Éditorial: Laurent-Barthélémy, Meghan et Harry

Il vit dans la misère. Eux ont leur compte en banque bien garni. Il a 14 ans. Ils sont presque dans la quarantaine. Il est Ivoirien. Ils appartiennent à la monarchie britannique. Les trois ont, théoriquement, la vie devant eux.

Le même jour, le 8 janvier dernier, nous apprenions que les trois voulaient s’exiler. Mais alors que l’histoire du premier, Laurent-Barthélémy, a été vite oubliée, les journalistes, commentateurs, chroniqueurs, blogueurs et spécialistes en tout genre de ce monde s’engouffraient pour critiquer, applaudir, juger, dénigrer, encenser… la décision personnelle des deux autres, Meghan et Harry.

Personne ne s’est attardé au sort affligeant de Laurent-Barthélémy Ani Guibahi, qui a vu, lui, son rêve anéanti de la pire des façons.
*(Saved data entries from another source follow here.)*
PR #9098, opened 2025-08-13
Update CMake min version to 3.22.1

poweifeng:
The reason for this bump is:
 - third_party/spirv-tools
 - third_party/dawn


jc3265:
should https://github.com/google/filament/blob/main/build.sh#L159 also be updated?

poweifeng:
> should https://github.com/google/filament/blob/main/build.sh#L159 also be updated?

Good catch.  It looks like those vars aren't really needed.

PR #9130, opened 2025-08-21
backend: use VirtualAlloc for creating soft CircularBuffer on Windows

yrom:
Use `VirtualAlloc` for virtual buffer allocation and `VirtualProtect` to set a guard page on Windows, aligning the behavior of `mmap` + `mprotect`.


filament/backend/src/CircularBuffer.cpp
```diff
@@ -150,6 +170,10 @@ void CircularBuffer::dealloc() noexcept {
             mAshmemFd = -1;
         }
     }
+#elif defined(WIN32)
+    if (mData) {
+        VirtualFree(mData, 0, MEM_RELEASE);
```
pixelflinger, line 175: I'm unfamiliar with windows APIs, so wanted to make sure that we don't need to "unprotect" the guard page in addition to virtualfree?

z3moon:
The change itself looks good to me. Though I think we can improve it even further by implementing the mirrored memory approach as well.

z3moon (approved):

PR #9137, opened 2025-08-22
webgpu: Support skinning on WebGPU

jc3265:
BUGS = [436886048]

### DIFF
--- a/samples/helloskinningbuffer.cpp
+++ b/samples/helloskinningbuffer.cpp
@@ -174,6 +174,7 @@ int main(int argc, char** argv) {
                 .attribute(VertexAttribute::POSITION, 0, VertexBuffer::AttributeType::FLOAT2, 0, 12)
                 .attribute(VertexAttribute::COLOR, 0, VertexBuffer::AttributeType::UBYTE4, 8, 12)
                 .normalized(VertexAttribute::COLOR)
+                .advancedSkinning(true)
                 .build(*engine);
         app.vb2->setBufferAt(*engine, 0,
                 VertexBuffer::BufferDescriptor(TRIANGLE_VERTICES, 36, nullptr));


libs/filamat/src/shaders/CodeGenerator.cpp
```diff
@@ -966,6 +962,20 @@ utils::io::sstream& CodeGenerator::generatePushConstants(utils::io::sstream& out
         MaterialBuilder::PushConstantList const& pushConstants, size_t const layoutLocation) const {
     static constexpr char const* STRUCT_NAME = "Constants";
 
+    // This is a workaround for WebGPU not supporting push constants for skinning.
+    // We replace the push constant with a regular constant struct initialized to 0.
+    if (mTargetApi == TargetApi::WEBGPU) {
+        out << "struct " << STRUCT_NAME << " {\n";
+        for (auto const& constant: pushConstants) {
+            out << "    int " << constant.name.c_str() << ";\n";
```
AndyHovingh: We should not assume an int. See `constant.type`, which is an enum of either INT, FLOAT, BOOL. This is handled below with the `getType` lambda, which could be reused here. I know we expect one constant and it to be an int with value 0, but we can make the code a little easier to adjust in the event that spec constants become supported.

libs/filamat/src/shaders/CodeGenerator.cpp
```diff
@@ -966,6 +962,20 @@ utils::io::sstream& CodeGenerator::generatePushConstants(utils::io::sstream& out
...
+        }
+        out << "};\n";
+        out << "const " << STRUCT_NAME << " " << PUSH_CONSTANT_STRUCT_VAR_NAME << " = "
+            << STRUCT_NAME << "(0);\n";
```
AndyHovingh, line 996: I recommend an assert that the `pushConstants` has one value with the one name we expect. Otherwise, things/assumptions have changed and this part of the code should fail loudly. Also, it makes the hack here more obvious (in addition to your comment).

jc3265: i dont get this, what should we assert?

AndyHovingh: We are assuming that the pushConstants are just the one that we should hardcode to 0. We should probably assert that it is indeed just the one we are expecting to get. That assumption could change (in the future maybe multiple push constants are requested...).

libs/filamat/src/shaders/CodeGenerator.cpp
```diff
@@ -966,8 +962,6 @@ utils::io::sstream& CodeGenerator::generatePushConstants(utils::io::sstream& out
         MaterialBuilder::PushConstantList const& pushConstants, size_t const layoutLocation) const {
     static constexpr char const* STRUCT_NAME = "Constants";
```
AndyHovingh, line 967: I realize this wasn't here before, but should we consider the case where there are no push constants being requested for some reason (ever), maybe for code defensiveness? e.g.:
```cpp
if (UTILS_UNLIKELY(pushConstants.empty())) {
    return out;
}
```

libs/filamat/src/shaders/CodeGenerator.cpp
AndyHovingh: perhaps something like:
```cpp
assert_invariant(
        pushConstants.size() == 1 &&
        "The current workaround for WebGPU push constants assumes for now that only 1");
assert_invariant(pushConstants[0].name == CString("morphingBufferOffset") &&
                 "The current workaround for WebGPU push constants assumes only the "
                 "morphingBufferOffset constant is present.");
assert_invariant(pushConstants[0].type == ConstantType::INT &&
                 "The current workaround for WebGPU push constants assumes "
                 "morphingBufferOffset is an integer type.");
```

filament/backend/src/webgpu/WebGPUPipelineCache.cpp
```diff
@@ -177,6 +177,12 @@ void WebGPUPipelineCache::populateKey(RenderPipelineRequest const& request,
     outKey.targetRenderFlags = request.targetRenderFlags;
     outKey.multisampleCount = request.multisampleCount;
     outKey.depthStencilFormat = request.depthStencilFormat;
+    if (request.primitiveType == PrimitiveType::TRIANGLE_STRIP ||
```
AndyHovingh: I suggest a constexpr helper function, probably defined in DriverEnums.h, e.g.:
```cpp
[[nodiscard]] constexpr bool isStripType(const PrimitiveType type) {
    switch (type) {
        case PrimitiveType::POINTS:
        case PrimitiveType::LINES:
        case PrimitiveType::TRIANGLES:
            return false;
        case PrimitiveType::LINE_STRIP:
        case PrimitiveType::TRIANGLE_STRIP:
            return true;
    }
}
```

then:
```cpp
outKey.stripIndexFormat = isStripType(request.primitiveType) ? request.stripIndexFormat
                                                             : wgpu::IndexFormat::Undefined;
```

filament/backend/src/webgpu/WebGPUPipelineCache.cpp
```diff
@@ -312,11 +318,11 @@ wgpu::RenderPipeline WebGPUPipelineCache::createRenderPipeline(
         },
         .fragment = nullptr // will add below if fragment module is included
     };
-    // TODO:
     if (pipelineDescriptor.primitive.topology == wgpu::PrimitiveTopology::LineStrip ||
```
AndyHovingh: again, I would recommend a helper function, e.g.:
```cpp
[[nodiscard]] constexpr bool isStripTopology(const wgpu::PrimitiveTopology topology) {
    switch (topology) {
        case wgpu::PrimitiveTopology::Undefined:
        case wgpu::PrimitiveTopology::PointList:
        case wgpu::PrimitiveTopology::LineList:
        case wgpu::PrimitiveTopology::TriangleList:
            return false;
        case wgpu::PrimitiveTopology::LineStrip:
        case wgpu::PrimitiveTopology::TriangleStrip:
            return true;
    }
}
```
then this could be simplified to:
```cpp
FILAMENT_CHECK_POSTCONDITION(!isStripTopology(pipelineDescriptor.primitive.topology) ||
                             request.stripIndexFormat != wgpu::IndexFormat::Undefined)
        << "If the topology is a strip format, e.g. TriangleStrip, the stripIndexFormat cannot "
           "be Undefined.";
```
right?

filament/backend/src/webgpu/WebGPUPipelineCache.cpp
```diff
@@ -312,11 +318,11 @@ wgpu::RenderPipeline WebGPUPipelineCache::createRenderPipeline(
...
             pipelineDescriptor.primitive.topology == wgpu::PrimitiveTopology::TriangleStrip) {
-        PANIC_POSTCONDITION("stripIndexFormat must be set for strip topologies. "
-                            "This needs to be plumbed through from the RenderPrimitive.");
+        pipelineDescriptor.primitive.stripIndexFormat = request.stripIndexFormat;
+        FILAMENT_CHECK_POSTCONDITION(request.stripIndexFormat != wgpu::IndexFormat::Undefined)
+                << "Invalid format";
```
AndyHovingh: Wouldn't it be cleaner to set the stripIndexFormat directly above in the designated initializer list and do the FILAMENT_CHECK before or after that?

```cpp
...
.primitive = {
    .topology = toWebGPU(request.primitiveType),
    .stripIndexFormat = request.stripIndexFormat,
...
```

filament/backend/src/webgpu/WebGPUDriver.cpp
```diff
@@ -569,6 +569,7 @@ void WebGPUDriver::createRenderPrimitiveR(Handle<HwRenderPrimitive> renderPrimit
     renderPrimitive->vertexBuffer = vertexBuffer;
     renderPrimitive->indexBuffer = indexBuffer;
     renderPrimitive->type = primitiveType;
+    mCurrentRenderPrimitive = renderPrimitive;
```
AndyHovingh: Are we sure we are working with only one render primitive at a time? And, are we sure that this will always be called prior to calling bindPipeline? And, are we sure no other primitives could be created in between that may not have anything to do with the render primitive(s) being drawn with the pipeline being bound by Filament later? There seems to be a lot of assumptions here that do not feel right; are we sure this is a robust way to get this?

AndyHovingh: @poweifeng @pixelflinger @bejado any idea how we could plumb the relevant index buffer info, namely the index format, to the bindPipeline call?

libs/filamat/src/shaders/CodeGenerator.cpp
jc3265: not too sure if we need this one but maybe 
@poweifeng or @pixelflinger can chime in?

poweifeng: I think it's ok to keep this.  The concern is that this variable is referenced in the shader, but the path will never be taken unless we do morphing.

Sa volonté de quitter la Côte d’Ivoire l’a en effet mené à une mort certaine, gelé dans un train d’atterrissage d’un vol Air France qui reliait Abidjan à Paris.

Au même moment, le monde médiatique d’ici et d’ailleurs, tout en dénonçant à demi-mot cette nouvelle qui aurait dû rester dans les colonnes people, retourne dans tous les sens la décision du couple princier de s’éloigner de la famille royale, tentant d’en comprendre les tenants et les aboutissants.

Certes, cette décision ébranle la monarchie britannique dans une certaine mesure, et il est important d’en soulever les conséquences. Notamment l’éventualité de faire payer aux contribuables canadiens la sécurité d’un couple qui se veut théoriquement indépendant. Mais au point d’alimenter une surdose médiatique ?

Sommes-nous prêts à sacrifier la hiérarchie de l’information pour surfer sur les sujets qui font habituellement les manchettes des magazines à potins ? Ne devrions-nous pas nous attarder sur des sujets qui ont de réelles conséquences et qui nous portent à réfléchir ?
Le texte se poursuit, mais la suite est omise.